Moroccan women and men also walk with a certain
ease and style that can only be understood by watching them, but this style is
learnable; especially because you too will begin to feel at home and this is
the key to other people accepting you in their environment.
While
Moroccan women rarely walk the streets alone or at night, you will always be
recognized as a foreigner and will be classified under the same category as the
many European and American tourists who often walk around town alone. However,
depending on the family you are living with, it is possible that your family
will expect you to be home by a certain hour and be accompanied if going
somewhere in the evening or at night.
Hustlers: You will inevitably be harassed by little boys and girls called faux guides who will try to help you through the city. It is wise to immediately say no or la, shukran. If hustlers do not stop bothering you, which is often the case, do not be afraid to be firm
and walk on by. Registered guides wear an official identity badge. They are
pleasant and efficient, and are licensed by the government as part of a greater
effort to increase the quality of tourism.
Beggars: You
will be approached for money from people of all ages, children to the elderly.
You are not obliged to patronize them, especially the children who ask for
everything from "stilo" (pen) to "One dirham." If you
would like to give something, by all means do, but be responsible and be
discrete, and in any case refrain when we are traveling as a group.
Gender
roles: The
place women are accorded in Moroccan society has seen significant
transformation in recent years. By way of example, two women were recently
elected to the Moroccan Parliament (one of the women is from Fez) and classes
at Morocco’s universities were once the exclusive prerogative of men but
are now fully coed. In Morocco’s September 27, 2002, parliamentary
elections, fully 30 seats were reserved for women by mutual agreement of all
parties fielding candidates. Nevertheless, traditional attitudes among both men
and women concerning the role of women are still very much in force.

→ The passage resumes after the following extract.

PR #170, opened 2023-04-14
SL-19591 Prompt user to save current settings as Graphics Preset before enabling AutoFPS

marchcat-pe:


indra/newview/llfloaterperformance.cpp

Public
places, such as bars and most cafes, are considered inappropriate for women, and
unmarried women (even if they are over 21) may have strict parental
supervision. In Morocco, women often go out of the house in pairs or groups, but you will rarely find a woman on the streets by herself after dark.
Except in good hotels,
women should never attempt to go to bars unaccompanied. This is partially
true for cafes, too, which tend to be male-only gathering places. The more
elegant pastry shop or juice-shop cafes are usually acceptable places for
women, especially sitting inside or upstairs with a companion. Naturally,
foreign women have a certain latitude that “respectable” Moroccan
women do not. However, even this cultural license has its limitations and its
price. Smoking in public by women is still considered somewhat risqué.

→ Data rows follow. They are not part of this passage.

PR #177, opened 2023-04-18
SL-19605 handling of batched material overrides in LargeGenericMessage

brad-linden:


brad-linden:
see related server change here: https://github.com/secondlife/server/pull/244

to avoid problems the viewer change should go out first

PR #179, opened 2023-04-18
brad/mac nightly builds

brad-linden:
Experiment with turning on MacOS builds for github based nightly builds for DRTVWR-559


bennettgoble:
@brad-linden You may want to adopt the new large macOS runners so we can have faster builds.

bennettgoble (changes requested):
Suggestion: [Large macOS runners](https://github.blog/changelog/2023-04-24-github-actions-faster-macos-runners-are-now-available-in-open-public-beta/)

bennettgoble (approved):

Intimate Relationships: Relations between men
and women in Morocco differ considerably from those in America and Europe. You
should try to be sensitive to these differences, as misunderstandings can lead
to hurt feelings, resentment, and, occasionally, physically threatening
situations. Strong, non-romantic friendships between members of the opposite
sex are far less common in Morocco than in Europe, and these are generally
formed and maintained within the structure of family gatherings, work, or
school. The occasional couples you see walking together or in cafes are usually
married or dating—a practice which is still not as common in Fez as in
other major Moroccan cities.
Should
you be interested in something more than a platonic friendship, whether you
are male or female, make sure you know what you’re getting into!

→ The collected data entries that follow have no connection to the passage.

PR #191, opened 2023-04-24
Fix SL-19675 crash due to thread unsafe LLRefCount usage possibly related to SL-19648

brad-linden:


cosmic-linden (approved):
Looks good. I recommend documenting expected behavior for fromJSON

PR #197, opened 2023-04-28
SL-19669 Integrate the contributed translations (Japanese) by logue

marchcat-pe:


Ansariel:
Is there a reason literally every file got reformatted so the only chance to "fix" the expected thousands of merge conflicts for TPVs is by simply ignoring all of these changes?

PR #199, opened 2023-04-30
BUG-233797/233798 - fix blackout when u/w fog_density < 0 

beqjanus:
raising a negative number to a non-integral power results in a non-real result (which is NaN for our purposes)
Two methods were tested, number 2 is being used as it avoids colour inversion:
1) Force the fog_mod to be integral. The effect is unlikely to be nice, but it is better than blackness.
In this method a few of the combinations are "usable" but the water colour is effectively inverted (blue becomes yellow)
this seems to be unlikely to be a desirable use case for the majority.
2) Force density to be an arbitrary non-negative (i.e. 1) when underwater and modifier is not an integer (1 was arbitrarily chosen as it gives at least some notion of fog in the transition)
This is more restrictive, effectively forcing a density under certain conditions, but allowing the range of #1 and avoiding blackness in other cases
at the cost of overriding the fog density. 

While this is a fix for 233797, it also addresses 233798, which results from trying to linearly transition from an impossible starting position to a new setting, meaning that once things are broken you cannot "unbreak" without some form of reset (reload shader, restart viewer etc.)


beqjanus:

indra/llinventory/llsettingswater.cpp
```diff
@@ -290,6 +290,19 @@ F32 LLSettingsWater::getModifiedWaterFogDensity(bool underwater) const
...
+        // In this method a few of the combinations are "usable" but the water colour is effectively inverted (blue becomes yellow)
+        // this seems to be unlikely to be a desirable use case for the majority.
+        // 2) Force density to be an arbitrary non-negative (i.e. 1) when underwater and modifier is not an integer (1 was aribtrarily chosen as it gives at least some notion of fog in the transition)
+        // This is more restrictive, effectively forcing a density under certain conditions, but allowing the range of #1 and avoiding blackness in other cases
+        // at the cost of overriding the fog density. 
+        if(fog_density < 0.0f && underwater_fog_mod != (F32)llround(underwater_fog_mod) )
+        {
+            fog_density = 1.0f;
+        }
         fog_density = pow(fog_density, underwater_fog_mod);
```
brad-linden, line 306: negative values of fog_density seem extremely non-physical.  when they do work they make water look kind of emissive.  would it be better to simply block them at the `LLSettingsWater::validationList()` stage?

akleshchev (approved):

akleshchev:
Thank you.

Outside of schoolyard flirtations, much of the dating that does go on in Fez
occurs with marriage as the eventual aim. Some couples, in fact, are not
allowed to date until after their engagement. If you have no intention of
getting married, it’s wise to make sure that the other party (and his
or her family) shares your feelings.
We might also note that
public displays of homosexuality are generally unacceptable in Morocco.